PR #300, opened 2023-03-02
Allow for deletion of EQ collection instruments

insacuri:
# What and why?

# How to test?

# Trello


LJBabbage (approved):
All good, even tried it with mulitmode, deliberately entered an eQ form_type that should be a SEFT. It initially refused my SEFT upload, but when I hit the delete endpoint with the eQ CI it got rid of it and then allowed my SEFT upload.

PR #301, opened 2023-03-13
Upgrade sqlalchemy 2.0

insacuri:
# What and why?

sqlalchemy 2.0 finally released so we upgraded to it to keep current.
It's not required too many changes as we used sessions and ORM models in a fairly simple way.

# How to test?

- Deploy app to environment
- Run all 4 types of acceptance tests to ensure it works
- Try a few manual things (deleting instruments, etc)

To test it with a completely fresh database
- delete the ras_ci schema
- `kubectl rollout restart deployment collection-instrument`
- run the acceptance tests again to verify that it's happy

This will likely have a few errors in the logs as all the workers will try and run alembic, and a few might fail initially because of race conditions but it all works out in the end.

# Trello


run.py
```diff
@@ -81,7 +81,8 @@ def create_database(db_connection, db_schema):
 
         if not session().query(schemata_exists).scalar():
             logger.info("Creating schema ", db_schema=db_schema)
-            engine.execute(f"CREATE SCHEMA {db_schema}")
+            session().execute(text(f"CREATE SCHEMA {db_schema}"))
```
insacuri, line 84: 2.0 doesn't let `engine.execute` anymore.  You have to do it either through a session, like the one we've created already, or through a connection.

LJBabbage (approved):
Good stuff, manually tested it, then ran all the acceptance tests, then deleted the schema and retested. I saw no issues to worry about

PR #302, opened 2023-04-14
RAS-284 Delete collection instruments by ce id

LJBabbage:
# What and why?
This PR adds an end point to delete the collection exercise and associated collection instruments on GCP

N.B 

1. As discussed in tech because of the many to many relationship between exercise and collection instruments and the state of data in PROD I can't add a cascade to exercise to remove all CIs' associated with it. This will not stop CIs' being deleted from GCP, but it will leave CI orphans in the db. This is being tackled when the CI registry is introduced when CE will be a one to many relationship

2. I have been a lot more robust with tests and error catching then how the current repo is written, however stopped short of tackling the issues with  _with_db_session_  Realistically we should have error catching and tests on all these session updates but the decorator needs a fair amount of work

3. This is only for the collection instrument services, so you will still see the CE in rops if you refresh after you call the end point

# How to test?
Deploy this PR to GCP (it is a right pain to test locally as you need to hook up the GCS bucket so far easier to deploy to GCP) and create a SEFT CE in rops and add some instruments, check they are in the bucket (ras-rm-seft-ci-dev) Look in your db and grab the CE id and then use it to hit the endpoint
```
http://localhost:8002/collection-instrument-api/1.0.2/delete/collection-exercise/<your ce id>
``` 
Use something like postman as you will need the method to be DELETE, also you will need to add in Basic auth on the request for dev its admin/secret

It's going to look a bit like this 
image

Now check that the folder and CIs are removed on GCP and that the exercise is removed from the CI DB

# Trello

### DIFF
--- a/_infra/helm/collection-instrument/Chart.yaml
+++ b/_infra/helm/collection-instrument/Chart.yaml
@@ -14,9 +14,9 @@ type: application
 
 # This is the chart version. This version number should be incremented each time you make changes
 # to the chart and its templates, including the app version.
-version: 3.0.14
+version: 3.0.15
 
 # This is the version number of the application being deployed. This version number should be
 # incremented each time you make changes to the application.
-appVersion: 3.0.14
+appVersion: 3.0.15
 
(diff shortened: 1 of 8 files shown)


SteveScorfield (approved):
Looks good to me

= Activity =
From the records above, print exactly the lines that run from the line with "Now check that" to the line with "# This is the chart", inclusive.

= Written answer =
Now check that the folder and CIs are removed on GCP and that the exercise is removed from the CI DB

# Trello

### DIFF
--- a/_infra/helm/collection-instrument/Chart.yaml
+++ b/_infra/helm/collection-instrument/Chart.yaml
@@ -14,9 +14,9 @@ type: application
 
 # This is the chart version. This version number should be incremented each time you make changes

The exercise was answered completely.